> HOW TO COMPLETE THIS TASK: Word for word, output the data that follows.

(Beginning of EXERCISE MATERIALS)

PR #75, opened 2023-03-09
feat: added list_gcs_document_tree

galz10:

### DIFF
--- a/google/cloud/documentai_toolbox/utilities/utilities.py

(End of EXERCISE MATERIALS)

> EXPECTED ANSWER:
PR #75, opened 2023-03-09
feat: added list_gcs_document_tree

galz10:

### DIFF
--- a/google/cloud/documentai_toolbox/utilities/utilities.py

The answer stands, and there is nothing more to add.